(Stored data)
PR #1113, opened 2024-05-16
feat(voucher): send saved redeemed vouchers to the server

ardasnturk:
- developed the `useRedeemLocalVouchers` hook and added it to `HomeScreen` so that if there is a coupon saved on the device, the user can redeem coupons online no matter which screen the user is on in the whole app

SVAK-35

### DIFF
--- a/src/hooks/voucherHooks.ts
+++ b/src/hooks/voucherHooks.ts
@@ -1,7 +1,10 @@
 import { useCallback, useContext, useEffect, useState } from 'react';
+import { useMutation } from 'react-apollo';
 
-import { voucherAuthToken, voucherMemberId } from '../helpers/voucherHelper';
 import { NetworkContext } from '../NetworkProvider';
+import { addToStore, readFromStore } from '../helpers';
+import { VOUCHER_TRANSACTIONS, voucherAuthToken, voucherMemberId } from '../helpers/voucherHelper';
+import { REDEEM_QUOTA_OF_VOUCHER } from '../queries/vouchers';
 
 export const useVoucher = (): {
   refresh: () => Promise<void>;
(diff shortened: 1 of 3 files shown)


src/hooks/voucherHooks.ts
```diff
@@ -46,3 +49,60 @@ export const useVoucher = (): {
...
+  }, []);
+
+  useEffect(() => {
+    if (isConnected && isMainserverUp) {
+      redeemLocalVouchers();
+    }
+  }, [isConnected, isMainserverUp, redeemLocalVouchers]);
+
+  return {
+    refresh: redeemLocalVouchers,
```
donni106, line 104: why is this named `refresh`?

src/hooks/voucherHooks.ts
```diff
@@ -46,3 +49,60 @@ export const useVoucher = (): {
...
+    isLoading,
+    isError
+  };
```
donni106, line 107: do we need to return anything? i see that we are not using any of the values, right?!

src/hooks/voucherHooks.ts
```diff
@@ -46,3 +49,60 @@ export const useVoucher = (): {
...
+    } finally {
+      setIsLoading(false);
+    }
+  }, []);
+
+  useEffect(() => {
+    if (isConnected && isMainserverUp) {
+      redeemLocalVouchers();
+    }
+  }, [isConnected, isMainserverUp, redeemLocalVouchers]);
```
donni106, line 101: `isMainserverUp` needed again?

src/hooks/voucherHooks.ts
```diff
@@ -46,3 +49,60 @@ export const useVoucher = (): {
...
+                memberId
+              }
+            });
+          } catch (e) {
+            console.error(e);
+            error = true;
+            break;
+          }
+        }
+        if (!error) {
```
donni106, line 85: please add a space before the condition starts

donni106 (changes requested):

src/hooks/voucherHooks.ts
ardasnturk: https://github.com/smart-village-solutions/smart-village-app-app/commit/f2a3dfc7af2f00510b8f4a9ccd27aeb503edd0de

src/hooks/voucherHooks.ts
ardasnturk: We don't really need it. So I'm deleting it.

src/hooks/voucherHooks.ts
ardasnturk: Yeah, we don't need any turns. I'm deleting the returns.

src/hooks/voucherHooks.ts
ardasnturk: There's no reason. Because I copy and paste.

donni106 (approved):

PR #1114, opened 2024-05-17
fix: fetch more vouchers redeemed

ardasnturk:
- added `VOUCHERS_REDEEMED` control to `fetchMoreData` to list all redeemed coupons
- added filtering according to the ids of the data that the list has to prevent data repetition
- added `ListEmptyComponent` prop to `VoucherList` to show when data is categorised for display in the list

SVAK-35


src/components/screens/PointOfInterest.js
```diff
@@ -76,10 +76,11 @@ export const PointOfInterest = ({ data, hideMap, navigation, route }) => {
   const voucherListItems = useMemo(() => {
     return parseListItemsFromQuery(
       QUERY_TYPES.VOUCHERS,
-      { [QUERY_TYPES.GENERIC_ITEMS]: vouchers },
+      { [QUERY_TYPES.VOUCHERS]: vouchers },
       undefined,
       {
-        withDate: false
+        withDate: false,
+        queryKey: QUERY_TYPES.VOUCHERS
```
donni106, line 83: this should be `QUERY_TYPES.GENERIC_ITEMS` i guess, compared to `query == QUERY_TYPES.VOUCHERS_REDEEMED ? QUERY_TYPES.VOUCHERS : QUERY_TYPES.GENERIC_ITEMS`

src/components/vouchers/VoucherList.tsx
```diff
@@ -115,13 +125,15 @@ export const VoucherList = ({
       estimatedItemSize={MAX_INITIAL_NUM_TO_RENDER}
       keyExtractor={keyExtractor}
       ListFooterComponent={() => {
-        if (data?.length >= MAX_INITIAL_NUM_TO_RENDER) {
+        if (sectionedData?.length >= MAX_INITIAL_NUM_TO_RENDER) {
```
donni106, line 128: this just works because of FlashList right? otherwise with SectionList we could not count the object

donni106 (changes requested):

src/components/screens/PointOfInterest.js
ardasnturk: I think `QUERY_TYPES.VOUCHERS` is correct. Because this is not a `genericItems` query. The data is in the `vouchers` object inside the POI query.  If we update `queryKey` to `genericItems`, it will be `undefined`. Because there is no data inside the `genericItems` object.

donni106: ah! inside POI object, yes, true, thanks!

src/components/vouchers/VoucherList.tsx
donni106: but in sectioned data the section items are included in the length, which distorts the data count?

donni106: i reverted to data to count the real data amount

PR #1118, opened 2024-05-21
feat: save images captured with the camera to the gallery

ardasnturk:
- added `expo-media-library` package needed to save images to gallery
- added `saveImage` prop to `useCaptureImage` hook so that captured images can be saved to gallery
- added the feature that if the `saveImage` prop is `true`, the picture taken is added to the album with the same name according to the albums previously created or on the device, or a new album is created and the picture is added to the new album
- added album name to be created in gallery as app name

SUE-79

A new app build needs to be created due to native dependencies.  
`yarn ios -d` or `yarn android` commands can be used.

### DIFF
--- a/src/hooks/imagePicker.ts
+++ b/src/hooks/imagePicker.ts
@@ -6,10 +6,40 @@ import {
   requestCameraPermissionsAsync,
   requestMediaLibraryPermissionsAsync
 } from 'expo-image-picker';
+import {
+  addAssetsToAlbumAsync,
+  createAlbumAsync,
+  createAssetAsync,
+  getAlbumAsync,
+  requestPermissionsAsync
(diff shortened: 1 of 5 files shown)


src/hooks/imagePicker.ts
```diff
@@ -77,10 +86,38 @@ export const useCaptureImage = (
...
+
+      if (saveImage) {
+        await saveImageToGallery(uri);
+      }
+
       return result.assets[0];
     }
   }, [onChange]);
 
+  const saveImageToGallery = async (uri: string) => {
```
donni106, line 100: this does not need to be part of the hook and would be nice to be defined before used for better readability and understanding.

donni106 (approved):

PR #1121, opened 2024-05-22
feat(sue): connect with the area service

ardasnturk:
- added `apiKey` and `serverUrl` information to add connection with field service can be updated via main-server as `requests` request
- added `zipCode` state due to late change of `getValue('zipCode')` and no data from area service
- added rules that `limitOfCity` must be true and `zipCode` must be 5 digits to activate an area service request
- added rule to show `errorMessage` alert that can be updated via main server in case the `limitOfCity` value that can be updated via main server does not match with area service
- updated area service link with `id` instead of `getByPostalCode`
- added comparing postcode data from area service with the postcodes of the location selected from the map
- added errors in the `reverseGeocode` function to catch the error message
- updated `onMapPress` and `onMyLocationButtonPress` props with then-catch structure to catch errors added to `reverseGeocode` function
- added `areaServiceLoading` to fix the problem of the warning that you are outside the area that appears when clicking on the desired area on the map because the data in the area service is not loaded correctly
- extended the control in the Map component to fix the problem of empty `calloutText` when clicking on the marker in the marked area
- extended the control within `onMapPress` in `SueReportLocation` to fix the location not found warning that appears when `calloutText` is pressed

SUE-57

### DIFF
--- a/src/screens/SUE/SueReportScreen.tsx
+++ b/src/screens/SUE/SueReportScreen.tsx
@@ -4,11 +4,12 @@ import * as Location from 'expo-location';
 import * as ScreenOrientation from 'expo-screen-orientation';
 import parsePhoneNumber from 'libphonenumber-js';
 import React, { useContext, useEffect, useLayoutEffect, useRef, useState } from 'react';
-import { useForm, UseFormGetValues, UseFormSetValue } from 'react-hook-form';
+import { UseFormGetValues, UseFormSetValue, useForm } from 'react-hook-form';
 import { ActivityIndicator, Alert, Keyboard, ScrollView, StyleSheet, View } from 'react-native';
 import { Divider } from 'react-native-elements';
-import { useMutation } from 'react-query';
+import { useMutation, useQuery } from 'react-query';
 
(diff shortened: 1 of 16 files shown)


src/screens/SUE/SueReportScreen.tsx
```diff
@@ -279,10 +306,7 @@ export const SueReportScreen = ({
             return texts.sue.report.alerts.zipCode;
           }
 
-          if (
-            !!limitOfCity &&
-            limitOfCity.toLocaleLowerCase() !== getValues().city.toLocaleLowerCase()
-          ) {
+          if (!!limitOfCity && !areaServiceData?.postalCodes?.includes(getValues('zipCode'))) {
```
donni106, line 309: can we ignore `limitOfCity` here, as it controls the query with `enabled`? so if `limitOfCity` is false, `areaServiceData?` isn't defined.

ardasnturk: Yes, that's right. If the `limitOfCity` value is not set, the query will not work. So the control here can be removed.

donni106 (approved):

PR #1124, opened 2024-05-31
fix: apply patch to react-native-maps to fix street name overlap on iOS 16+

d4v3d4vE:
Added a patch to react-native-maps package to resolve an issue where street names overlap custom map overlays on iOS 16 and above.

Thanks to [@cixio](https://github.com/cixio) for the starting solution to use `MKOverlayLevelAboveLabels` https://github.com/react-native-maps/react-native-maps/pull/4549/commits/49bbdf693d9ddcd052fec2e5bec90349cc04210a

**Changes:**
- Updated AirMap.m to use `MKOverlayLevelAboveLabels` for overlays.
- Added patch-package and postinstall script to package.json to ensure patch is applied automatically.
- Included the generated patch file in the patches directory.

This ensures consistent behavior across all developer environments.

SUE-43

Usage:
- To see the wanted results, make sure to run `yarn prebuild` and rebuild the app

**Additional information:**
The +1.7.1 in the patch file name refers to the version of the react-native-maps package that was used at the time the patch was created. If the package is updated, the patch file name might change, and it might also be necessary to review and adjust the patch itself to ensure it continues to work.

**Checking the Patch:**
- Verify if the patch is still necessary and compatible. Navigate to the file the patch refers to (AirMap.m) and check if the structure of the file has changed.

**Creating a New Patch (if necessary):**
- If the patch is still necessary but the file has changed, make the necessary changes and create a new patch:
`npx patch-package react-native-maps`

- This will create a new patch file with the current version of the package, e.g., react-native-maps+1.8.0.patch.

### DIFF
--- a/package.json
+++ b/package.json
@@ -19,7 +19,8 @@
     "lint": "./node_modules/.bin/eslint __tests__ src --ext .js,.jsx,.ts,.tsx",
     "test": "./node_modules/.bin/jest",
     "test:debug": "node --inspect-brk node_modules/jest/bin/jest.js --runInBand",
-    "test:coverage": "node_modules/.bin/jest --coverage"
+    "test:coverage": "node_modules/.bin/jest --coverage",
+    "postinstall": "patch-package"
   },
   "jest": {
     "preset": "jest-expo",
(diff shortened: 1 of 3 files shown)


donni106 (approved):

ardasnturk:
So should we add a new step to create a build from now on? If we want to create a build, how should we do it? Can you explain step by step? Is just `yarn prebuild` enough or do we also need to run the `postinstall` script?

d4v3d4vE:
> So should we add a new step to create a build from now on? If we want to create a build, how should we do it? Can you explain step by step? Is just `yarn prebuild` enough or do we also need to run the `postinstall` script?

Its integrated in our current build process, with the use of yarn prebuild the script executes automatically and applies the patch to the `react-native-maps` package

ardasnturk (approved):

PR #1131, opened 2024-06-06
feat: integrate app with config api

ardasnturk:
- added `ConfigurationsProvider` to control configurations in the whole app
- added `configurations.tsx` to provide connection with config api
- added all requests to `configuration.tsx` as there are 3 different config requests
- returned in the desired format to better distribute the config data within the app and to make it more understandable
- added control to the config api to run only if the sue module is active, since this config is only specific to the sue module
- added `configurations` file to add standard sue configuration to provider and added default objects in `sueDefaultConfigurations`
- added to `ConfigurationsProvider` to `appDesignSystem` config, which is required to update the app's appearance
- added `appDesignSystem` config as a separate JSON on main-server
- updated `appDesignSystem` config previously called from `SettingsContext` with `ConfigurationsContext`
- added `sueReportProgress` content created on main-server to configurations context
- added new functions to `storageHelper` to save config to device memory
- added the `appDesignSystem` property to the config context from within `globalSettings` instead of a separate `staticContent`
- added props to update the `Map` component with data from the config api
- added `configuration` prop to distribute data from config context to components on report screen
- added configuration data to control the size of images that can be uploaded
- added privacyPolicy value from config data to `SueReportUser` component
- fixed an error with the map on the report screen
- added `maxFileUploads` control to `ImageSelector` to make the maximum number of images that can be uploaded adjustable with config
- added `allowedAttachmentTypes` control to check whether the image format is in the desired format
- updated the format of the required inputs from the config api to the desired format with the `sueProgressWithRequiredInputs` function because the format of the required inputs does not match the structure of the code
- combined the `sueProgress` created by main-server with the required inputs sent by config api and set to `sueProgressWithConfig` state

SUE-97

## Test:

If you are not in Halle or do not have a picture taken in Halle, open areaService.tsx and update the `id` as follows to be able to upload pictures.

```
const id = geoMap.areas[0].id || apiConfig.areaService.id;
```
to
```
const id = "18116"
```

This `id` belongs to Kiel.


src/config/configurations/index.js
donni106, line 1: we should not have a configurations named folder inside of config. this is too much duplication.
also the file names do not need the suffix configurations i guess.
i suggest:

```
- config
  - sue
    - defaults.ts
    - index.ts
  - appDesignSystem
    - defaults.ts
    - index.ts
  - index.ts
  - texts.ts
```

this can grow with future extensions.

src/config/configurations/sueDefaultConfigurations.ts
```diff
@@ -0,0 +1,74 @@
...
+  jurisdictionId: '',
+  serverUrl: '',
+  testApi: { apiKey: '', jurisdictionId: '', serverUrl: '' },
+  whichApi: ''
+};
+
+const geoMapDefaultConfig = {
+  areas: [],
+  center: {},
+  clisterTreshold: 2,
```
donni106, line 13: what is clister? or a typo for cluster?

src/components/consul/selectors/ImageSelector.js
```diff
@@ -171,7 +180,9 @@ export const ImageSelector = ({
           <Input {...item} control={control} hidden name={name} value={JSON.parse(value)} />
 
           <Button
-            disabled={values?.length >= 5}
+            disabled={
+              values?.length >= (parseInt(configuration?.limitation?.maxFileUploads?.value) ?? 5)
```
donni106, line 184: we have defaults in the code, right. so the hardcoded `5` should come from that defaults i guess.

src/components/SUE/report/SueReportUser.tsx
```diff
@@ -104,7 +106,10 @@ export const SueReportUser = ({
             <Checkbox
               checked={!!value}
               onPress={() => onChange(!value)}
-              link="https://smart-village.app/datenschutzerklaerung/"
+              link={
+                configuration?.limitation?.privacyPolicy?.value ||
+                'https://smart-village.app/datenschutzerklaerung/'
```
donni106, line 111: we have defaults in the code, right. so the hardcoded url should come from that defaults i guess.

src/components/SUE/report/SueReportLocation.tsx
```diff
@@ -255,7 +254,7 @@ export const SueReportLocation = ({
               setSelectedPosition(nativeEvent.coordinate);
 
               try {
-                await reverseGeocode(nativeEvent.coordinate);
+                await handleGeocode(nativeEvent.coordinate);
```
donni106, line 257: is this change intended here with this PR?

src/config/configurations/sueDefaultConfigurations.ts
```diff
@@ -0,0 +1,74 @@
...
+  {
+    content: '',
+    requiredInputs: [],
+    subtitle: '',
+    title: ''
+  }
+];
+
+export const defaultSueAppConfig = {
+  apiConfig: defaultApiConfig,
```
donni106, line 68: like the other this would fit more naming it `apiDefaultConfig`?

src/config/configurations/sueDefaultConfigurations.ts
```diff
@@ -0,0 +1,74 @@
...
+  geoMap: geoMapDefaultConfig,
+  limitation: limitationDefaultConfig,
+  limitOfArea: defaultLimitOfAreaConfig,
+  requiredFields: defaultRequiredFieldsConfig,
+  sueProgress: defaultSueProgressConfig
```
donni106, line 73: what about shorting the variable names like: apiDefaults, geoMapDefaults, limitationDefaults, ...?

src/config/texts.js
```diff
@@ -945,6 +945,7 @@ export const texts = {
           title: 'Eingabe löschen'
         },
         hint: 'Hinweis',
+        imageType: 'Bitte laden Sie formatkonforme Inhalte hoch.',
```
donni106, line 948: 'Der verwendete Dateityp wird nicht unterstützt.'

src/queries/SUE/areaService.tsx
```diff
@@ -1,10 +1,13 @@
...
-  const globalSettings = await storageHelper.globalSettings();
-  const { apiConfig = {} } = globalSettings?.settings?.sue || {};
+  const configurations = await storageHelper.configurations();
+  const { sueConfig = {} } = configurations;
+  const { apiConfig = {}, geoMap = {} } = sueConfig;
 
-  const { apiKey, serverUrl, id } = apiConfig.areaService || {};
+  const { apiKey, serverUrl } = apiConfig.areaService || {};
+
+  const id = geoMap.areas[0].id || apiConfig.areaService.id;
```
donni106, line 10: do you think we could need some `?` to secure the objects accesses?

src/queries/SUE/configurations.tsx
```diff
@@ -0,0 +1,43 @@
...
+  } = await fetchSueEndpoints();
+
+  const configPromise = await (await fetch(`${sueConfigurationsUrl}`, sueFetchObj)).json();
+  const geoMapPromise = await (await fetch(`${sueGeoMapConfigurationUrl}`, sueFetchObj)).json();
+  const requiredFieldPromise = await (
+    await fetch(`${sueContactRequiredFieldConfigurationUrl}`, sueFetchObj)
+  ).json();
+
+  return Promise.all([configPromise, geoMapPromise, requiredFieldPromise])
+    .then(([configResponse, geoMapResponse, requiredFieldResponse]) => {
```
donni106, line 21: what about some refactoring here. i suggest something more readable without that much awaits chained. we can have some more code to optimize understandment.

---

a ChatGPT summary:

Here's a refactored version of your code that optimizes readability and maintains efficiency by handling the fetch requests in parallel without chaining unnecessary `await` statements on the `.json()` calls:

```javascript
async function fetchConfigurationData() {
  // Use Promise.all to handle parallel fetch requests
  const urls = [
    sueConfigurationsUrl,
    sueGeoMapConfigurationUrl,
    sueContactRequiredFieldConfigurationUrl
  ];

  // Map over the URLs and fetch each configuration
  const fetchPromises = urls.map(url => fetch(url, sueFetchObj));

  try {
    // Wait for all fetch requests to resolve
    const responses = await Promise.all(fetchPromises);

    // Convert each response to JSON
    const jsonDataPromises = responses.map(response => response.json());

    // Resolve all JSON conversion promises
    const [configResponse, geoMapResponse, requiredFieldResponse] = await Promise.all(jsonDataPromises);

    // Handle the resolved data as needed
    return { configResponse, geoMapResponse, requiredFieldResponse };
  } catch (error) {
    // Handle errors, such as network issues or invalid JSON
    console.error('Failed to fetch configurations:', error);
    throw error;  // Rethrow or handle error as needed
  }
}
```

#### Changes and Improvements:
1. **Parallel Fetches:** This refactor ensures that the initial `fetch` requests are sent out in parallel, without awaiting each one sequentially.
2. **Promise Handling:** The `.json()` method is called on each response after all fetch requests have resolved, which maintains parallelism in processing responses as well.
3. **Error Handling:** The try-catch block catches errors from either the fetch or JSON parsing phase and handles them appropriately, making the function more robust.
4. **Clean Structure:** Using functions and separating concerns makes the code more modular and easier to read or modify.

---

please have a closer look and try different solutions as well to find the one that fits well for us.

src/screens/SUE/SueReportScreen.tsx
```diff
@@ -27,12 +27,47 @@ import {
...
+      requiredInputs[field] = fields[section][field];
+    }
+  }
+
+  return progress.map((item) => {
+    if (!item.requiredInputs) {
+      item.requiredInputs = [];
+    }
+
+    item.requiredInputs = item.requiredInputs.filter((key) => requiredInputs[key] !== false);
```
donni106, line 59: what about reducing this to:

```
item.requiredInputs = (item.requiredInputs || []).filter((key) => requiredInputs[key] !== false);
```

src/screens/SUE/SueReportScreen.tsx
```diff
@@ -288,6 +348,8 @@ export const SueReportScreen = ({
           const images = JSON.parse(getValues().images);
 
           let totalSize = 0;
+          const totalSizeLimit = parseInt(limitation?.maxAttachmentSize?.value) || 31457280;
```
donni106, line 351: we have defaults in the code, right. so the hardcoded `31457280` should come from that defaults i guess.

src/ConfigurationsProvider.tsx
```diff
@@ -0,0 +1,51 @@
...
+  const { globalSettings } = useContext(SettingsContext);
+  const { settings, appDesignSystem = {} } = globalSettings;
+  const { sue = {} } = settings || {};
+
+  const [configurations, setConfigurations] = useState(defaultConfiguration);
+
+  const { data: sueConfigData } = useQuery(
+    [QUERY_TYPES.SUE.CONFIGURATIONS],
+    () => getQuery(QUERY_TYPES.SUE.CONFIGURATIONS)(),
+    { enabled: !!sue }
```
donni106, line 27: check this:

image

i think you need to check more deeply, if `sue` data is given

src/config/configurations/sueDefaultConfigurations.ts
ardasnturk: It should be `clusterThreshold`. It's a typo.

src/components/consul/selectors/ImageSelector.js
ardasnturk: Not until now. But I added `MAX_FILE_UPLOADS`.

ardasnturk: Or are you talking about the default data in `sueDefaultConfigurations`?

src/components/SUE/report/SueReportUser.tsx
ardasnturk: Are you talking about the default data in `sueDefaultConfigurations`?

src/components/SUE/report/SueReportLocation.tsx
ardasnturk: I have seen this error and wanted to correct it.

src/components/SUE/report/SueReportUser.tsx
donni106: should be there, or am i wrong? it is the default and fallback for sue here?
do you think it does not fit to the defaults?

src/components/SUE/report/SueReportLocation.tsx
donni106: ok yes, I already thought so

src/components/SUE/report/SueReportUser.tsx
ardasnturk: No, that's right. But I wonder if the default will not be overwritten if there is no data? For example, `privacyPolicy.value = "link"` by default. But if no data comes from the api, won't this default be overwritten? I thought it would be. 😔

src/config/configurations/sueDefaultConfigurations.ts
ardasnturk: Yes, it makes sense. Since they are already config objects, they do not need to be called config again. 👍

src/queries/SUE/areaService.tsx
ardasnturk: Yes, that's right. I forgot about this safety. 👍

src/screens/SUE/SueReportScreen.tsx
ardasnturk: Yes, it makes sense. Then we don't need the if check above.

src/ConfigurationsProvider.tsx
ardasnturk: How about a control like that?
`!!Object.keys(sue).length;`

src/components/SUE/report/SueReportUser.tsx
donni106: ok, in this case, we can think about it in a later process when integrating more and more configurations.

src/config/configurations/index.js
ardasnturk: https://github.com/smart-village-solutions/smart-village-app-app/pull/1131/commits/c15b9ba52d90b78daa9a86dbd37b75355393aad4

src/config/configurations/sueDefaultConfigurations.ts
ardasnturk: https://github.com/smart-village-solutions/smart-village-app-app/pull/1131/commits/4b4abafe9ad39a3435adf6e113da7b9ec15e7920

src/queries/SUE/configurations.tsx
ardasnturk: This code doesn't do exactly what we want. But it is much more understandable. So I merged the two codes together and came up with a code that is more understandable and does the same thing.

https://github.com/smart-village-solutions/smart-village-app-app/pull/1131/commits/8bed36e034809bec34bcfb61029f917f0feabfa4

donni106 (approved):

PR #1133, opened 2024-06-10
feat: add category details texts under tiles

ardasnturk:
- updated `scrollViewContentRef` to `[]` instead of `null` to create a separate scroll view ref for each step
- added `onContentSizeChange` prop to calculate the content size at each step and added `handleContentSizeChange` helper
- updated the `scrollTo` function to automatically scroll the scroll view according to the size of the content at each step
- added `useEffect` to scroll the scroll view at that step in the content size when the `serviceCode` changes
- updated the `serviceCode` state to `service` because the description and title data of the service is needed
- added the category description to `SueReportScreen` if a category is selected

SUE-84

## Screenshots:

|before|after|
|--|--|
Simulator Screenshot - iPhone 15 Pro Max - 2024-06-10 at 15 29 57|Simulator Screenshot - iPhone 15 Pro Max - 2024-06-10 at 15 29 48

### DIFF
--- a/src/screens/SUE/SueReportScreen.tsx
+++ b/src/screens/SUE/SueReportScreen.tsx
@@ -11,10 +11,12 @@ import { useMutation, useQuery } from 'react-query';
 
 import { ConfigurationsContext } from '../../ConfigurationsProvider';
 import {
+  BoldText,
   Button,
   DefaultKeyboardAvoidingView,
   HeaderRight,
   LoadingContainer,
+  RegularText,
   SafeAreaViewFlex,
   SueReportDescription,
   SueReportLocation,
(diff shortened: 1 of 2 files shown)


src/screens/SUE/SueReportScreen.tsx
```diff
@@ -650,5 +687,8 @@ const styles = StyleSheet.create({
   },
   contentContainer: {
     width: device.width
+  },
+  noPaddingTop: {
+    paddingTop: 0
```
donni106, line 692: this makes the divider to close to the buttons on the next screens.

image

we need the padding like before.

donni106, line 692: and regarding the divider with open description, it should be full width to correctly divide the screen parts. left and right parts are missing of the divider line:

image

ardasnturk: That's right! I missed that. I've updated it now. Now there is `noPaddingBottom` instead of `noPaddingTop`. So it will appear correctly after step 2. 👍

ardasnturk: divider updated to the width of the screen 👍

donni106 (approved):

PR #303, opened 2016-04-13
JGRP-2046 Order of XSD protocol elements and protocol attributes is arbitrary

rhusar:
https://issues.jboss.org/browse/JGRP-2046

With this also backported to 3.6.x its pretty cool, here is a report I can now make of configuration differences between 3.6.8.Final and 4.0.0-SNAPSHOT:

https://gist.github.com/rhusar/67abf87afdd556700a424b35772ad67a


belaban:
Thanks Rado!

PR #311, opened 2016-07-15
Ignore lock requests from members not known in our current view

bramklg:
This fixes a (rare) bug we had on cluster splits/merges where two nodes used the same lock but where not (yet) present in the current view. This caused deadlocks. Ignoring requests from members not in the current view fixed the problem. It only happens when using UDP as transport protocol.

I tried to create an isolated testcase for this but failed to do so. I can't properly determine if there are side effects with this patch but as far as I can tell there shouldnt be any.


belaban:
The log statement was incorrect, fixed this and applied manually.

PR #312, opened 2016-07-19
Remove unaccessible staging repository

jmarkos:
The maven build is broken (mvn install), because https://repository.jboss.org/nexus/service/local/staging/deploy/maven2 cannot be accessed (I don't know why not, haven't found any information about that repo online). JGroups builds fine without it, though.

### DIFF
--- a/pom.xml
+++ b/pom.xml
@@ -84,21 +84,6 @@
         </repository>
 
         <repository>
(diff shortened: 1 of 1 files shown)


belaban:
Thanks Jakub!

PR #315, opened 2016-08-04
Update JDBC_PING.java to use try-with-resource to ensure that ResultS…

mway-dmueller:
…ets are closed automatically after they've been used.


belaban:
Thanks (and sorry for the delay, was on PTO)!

**Brief**: All lines of the data that hold "shown" need to be copied.

**Finished task**:
(diff shortened: 1 of 3 files shown)
(diff shortened: 1 of 5 files shown)
(diff shortened: 1 of 16 files shown)
(diff shortened: 1 of 3 files shown)
(diff shortened: 1 of 2 files shown)
(diff shortened: 1 of 1 files shown)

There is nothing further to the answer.